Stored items
==*==

PR #28080, opened 2019-09-27
Python2to3: cmp to key conversion in list sort substitute

mrodozov:
#### PR description:
Fixes python3 implementation of list sorting using a comparison function
as described here: 
https://stackoverflow.com/questions/2531952/how-to-use-a-custom-comparison-function-in-python-3
#### PR validation:
Works both with py2 and py3

### DIFF
--- a/FWCore/Concurrency/scripts/edmStreamStallGrapher.py
+++ b/FWCore/Concurrency/scripts/edmStreamStallGrapher.py
@@ -422,8 +422,6 @@ def printStalledModulesInOrder(stalledModules):
         t.sort(reverse=True)
         priorities.append((name,sum(t),t))
 
-    def sumSort(i,j):
-        return cmp(i[1],j[1])
     priorities.sort(key=lambda a: a[1], reverse=True)
 
     nameColumn = "Stalled Module"
--- a/FWCore/Concurrency/scripts/edmStreamStallGrapher.py
+++ b/FWCore/Concurrency/scripts/edmStreamStallGrapher.py
@@ -6,7 +6,6 @@ from operator import attrgetter,itemgetter
 import sys
 from collections import defaultdict
 import six
-from functools import cmp_to_key
 #----------------------------------------------
 def printHelp():
     s = '''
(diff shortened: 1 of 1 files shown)


mrodozov:
please test

Dr15Jones:
How was this tested ?

mrodozov:
This test 
TestFWCoreConcurrencyDriver 
was failing in 
https://github.com/cms-sw/cmsdist/pull/5241 
and using the PY3 IB I tried this suggestion, tried also with py2 IB and also worked.

FWCore/Concurrency/scripts/edmStreamStallGrapher.py
```diff
@@ -424,7 +424,7 @@ def printStalledModulesInOrder(stalledModules):
 
     def sumSort(i,j):
         return cmp(i[1],j[1])
-    priorities.sort(cmp=sumSort, reverse=True)
+    priorities.sort(key=cmp_to_key(sumSort), reverse=True)
```
smuzaffar: following should work for both py2 and 3
```
priorities = sorted(priorities , key=lambda a: a[1], reverse=True)
```

Dr15Jones:
```suggestion
    priorities.sort(key=lambda a: a[1], reverse=True)
```
And then delete the function `sumSort`. This allows changing the (possibly large) list inplace which is probably more efficient.

mrodozov:
please test

FWCore/Concurrency/scripts/edmStreamStallGrapher.py
```diff
@@ -6,7 +6,7 @@
 import sys
 from collections import defaultdict
 import six
-
+from functools import cmp_to_key
```
Dr15Jones: The import does not appear to be needed

mrodozov:
please test

Dr15Jones:
+1

fabiocos:
+1

PR #28088, opened 2019-09-29
Run3-Sim47 Allow saving tracks with momentum above a certain threshold

bsunanda:
#### PR description:

These changes allow saving some of the Sim tracks entering in the HGCal region and have kinetic energies above a threshold. By default the thresholds are set high - one need to configure it to allow tracks at lower energies

#### PR validation:

Tested with cfg files in SimG4CMS/Calo/test/python area and also with the standard run matrix

Nothing special

### DIFF
--- a/SimG4CMS/Calo/interface/CaloTrkProcessing.h
+++ b/SimG4CMS/Calo/interface/CaloTrkProcessing.h
@@ -64,7 +64,6 @@ private:
   double eMin_, eMinFine_, eMinFinePhoton_;
   int lastTrackID_;
   std::vector<Detector> detectors_, fineDetectors_;
-  const SimTrackManager* m_trackManager;
 };
 
 #endif
--- a/SimG4CMS/Calo/interface/CaloTrkProcessing.h
+++ b/SimG4CMS/Calo/interface/CaloTrkProcessing.h
@@ -38,13 +38,6 @@ public:
   void fillHits(edm::PCaloHitContainer&, const std::string&) override {}
 
 private:
-  void update(const BeginOfEvent* evt) override;
-  void update(const G4Step*) override;
-  std::vector<std::string> getNames(G4String, const DDsvalues_type&);
-  std::vector<double> getNumbers(G4String, const DDsvalues_type&);
-  int isItCalo(const G4VTouchable*);
-  int isItInside(const G4VTouchable*, int, int);
-
   struct Detector {
     Detector() {}
     std::string name;
@@ -55,15 +48,22 @@ private:
     std::vector<int> fromLevels;
   };
 
+  void update(const BeginOfEvent* evt) override;
+  void update(const G4Step*) override;
+  std::vector<std::string> getNames(G4String, const DDsvalues_type&);
+  std::vector<double> getNumbers(G4String, const DDsvalues_type&);
+  int isItCalo(const G4VTouchable*, const std::vector<Detector>&);
+  int isItInside(const G4VTouchable*, int, int);
+
   // Utilities to get detector levels during a step
   int detLevels(const G4VTouchable*) const;
   G4LogicalVolume* detLV(const G4VTouchable*, int) const;
   void detectorLevel(const G4VTouchable*, int&, int*, G4String*) const;
 
-  bool testBeam, putHistory;
-  double eMin;
-  int lastTrackID;
-  std::vector<Detector> detectors;
+  bool testBeam_, putHistory_, doFineCalo_;
+  double eMin_, eMinFine_, eMinFinePhoton_;
+  int lastTrackID_;
+  std::vector<Detector> detectors_, fineDetectors_;
   const SimTrackManager* m_trackManager;
 };
 
--- a/SimG4CMS/Calo/interface/CaloTrkProcessing.h
+++ b/SimG4CMS/Calo/interface/CaloTrkProcessing.h
@@ -50,8 +50,8 @@ private:
 
   void update(const BeginOfEvent* evt) override;
   void update(const G4Step*) override;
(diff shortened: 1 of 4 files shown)


bsunanda:
@cmsbuild Please test

bsunanda:
@cmsbuild Please test

SimG4CMS/Calo/src/CaloTrkProcessing.cc
```diff
@@ -52,45 +55,61 @@ CaloTrkProcessing::CaloTrkProcessing(const std::string& name,
   DDsvalues_type sv(fv.mergedSpecifics());
 
   G4String value = "Calorimeter";
-  std::vector<std::string> caloNames = getNames(value, sv);
+  std::vector<std::string> caloNames = getNames(value, sv, false);
```
kpedro88: better to capture these return values as `const std::vector<std::string>&` (similarly for all other calls to `getNames()` or `getNumbers()` in this file)

SimG4Core/Application/python/g4SimHits_cfi.py
```diff
@@ -559,3 +562,5 @@
 phase2_timing.toModify( g4SimHits.ECalSD,
                              StoreLayerTimeSim = cms.untracked.bool(True),
                              TimeSliceUnit = cms.double(0.001) )
+from Configuration.Eras.Modifier_phase2_common_cff import phase2_common
+phase2_common.toModify( g4SimHits.CaloTrkProcessing, DoFineCalo = True)
```
kpedro88: Do we want this enabled by default for Phase2? Is there a change in processing time or event content size?

kpedro88:
@lgray fyi

bsunanda:
@cmsbuild Please test

SimG4Core/Application/python/g4SimHits_cfi.py
bsunanda: Initially I thought of having very high threshold and have it as default for phase2. But thinking again, I see your point - it may be better to have reasonable threshold and remove this from default so that only interested people will use this

kpedro88:
+upgrade

SimG4CMS/Calo/src/CaloTrkProcessing.cc
```diff
@@ -30,17 +30,20 @@ CaloTrkProcessing::CaloTrkProcessing(const std::string& name,
...
-                              << " History flag " << putHistory;
-
+  testBeam_ = m_p.getParameter<bool>("TestBeam");
+  eMin_ = m_p.getParameter<double>("EminTrack") * MeV;
+  putHistory_ = m_p.getParameter<bool>("PutHistory");
+  doFineCalo_ = m_p.getParameter<bool>("DoFineCalo");
+  eMinFine_ = m_p.getParameter<double>("EminFineTrack") * MeV;
+  eMinFinePhoton_ = m_p.getParameter<double>("EminFinePhoton") * MeV;
+#ifdef EDM_ML_DEBUG
+  edm::LogVerbatim("CaloSim") << "CaloTrkProcessing: Initailised with TestBeam = " << testBeam_ << " Emin = " << eMin_
```
civanch: @bsunanda , this printout better not protect by ifdef

SimG4Core/Application/python/g4SimHits_cfi.py
civanch: @bsunanda , @kpedro88 , I agree that this is for detector study and not for production.

civanch:
@bsunanda , some comments:
1) better not protect printouts by ifdef in constructor of a class, from my point of view ifdef is useful in run time
2) the method you choose is correct, however, from my point of view, it can be much simpler. At constructor you access a pointer to G4Region named "HGCalRegion", in run time check that pre-stepPoint is inside this region - 1 line of code, you know for 100% that you are inside sensitive part of HGCal and may apply the filter. So, struct "detector" is not needed.

bsunanda:
@cmsbuild Please test

SimG4CMS/Calo/interface/CaloTrkProcessing.h
```diff
@@ -55,15 +48,22 @@ class CaloTrkProcessing : public SensitiveCaloDetector,
...
 
-  bool testBeam, putHistory;
-  double eMin;
-  int lastTrackID;
-  std::vector<Detector> detectors;
+  bool testBeam_, putHistory_, doFineCalo_;
+  double eMin_, eMinFine_, eMinFinePhoton_;
+  int lastTrackID_;
+  std::vector<Detector> detectors_, fineDetectors_;
   const SimTrackManager* m_trackManager;
```
ianna: ```trackManager_``` for consistency?

ianna (changes requested):

bsunanda:
@cmsbuild Please test

civanch:
@bsunanda , sorry, I do not raise this question before. Is it optimal introduce MCtruth into sensitive detector code? I mean that until now MCtruth was in TrackingAction/StackingAction - it is more natural place, because there is sorting particles at production - we create a new MCtruth object depending on energy of a particle at production. Inside the SD code it is more easy identify the moment when a particle hit HGCal but to handle particles produced inside HGCal user actions are better.

ianna:
+1

civanch:
+1
let us left this variant and later may be make MC truth in user actions.

fabiocos:
@kpedro88 I think your remarks have been addressed, and you had already signed this code. Latest changes look straightforward to me, I merge the PR, please check it and comment in case.

fabiocos:
+1

fabiocos:
merge

kpedro88:
+upgrade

==*==

--- Problem ---
An exact copy of the lines above, from the one containing "bsunanda: Initially I" through the one containing "1) better not", is the whole of the answer.

--- Written answer ---
bsunanda: Initially I thought of having very high threshold and have it as default for phase2. But thinking again, I see your point - it may be better to have reasonable threshold and remove this from default so that only interested people will use this

kpedro88:
+upgrade

SimG4CMS/Calo/src/CaloTrkProcessing.cc
```diff
@@ -30,17 +30,20 @@ CaloTrkProcessing::CaloTrkProcessing(const std::string& name,
...
-                              << " History flag " << putHistory;
-
+  testBeam_ = m_p.getParameter<bool>("TestBeam");
+  eMin_ = m_p.getParameter<double>("EminTrack") * MeV;
+  putHistory_ = m_p.getParameter<bool>("PutHistory");
+  doFineCalo_ = m_p.getParameter<bool>("DoFineCalo");
+  eMinFine_ = m_p.getParameter<double>("EminFineTrack") * MeV;
+  eMinFinePhoton_ = m_p.getParameter<double>("EminFinePhoton") * MeV;
+#ifdef EDM_ML_DEBUG
+  edm::LogVerbatim("CaloSim") << "CaloTrkProcessing: Initailised with TestBeam = " << testBeam_ << " Emin = " << eMin_
```
civanch: @bsunanda , this printout better not protect by ifdef

SimG4Core/Application/python/g4SimHits_cfi.py
civanch: @bsunanda , @kpedro88 , I agree that this is for detector study and not for production.

civanch:
@bsunanda , some comments:
1) better not protect printouts by ifdef in constructor of a class, from my point of view ifdef is useful in run time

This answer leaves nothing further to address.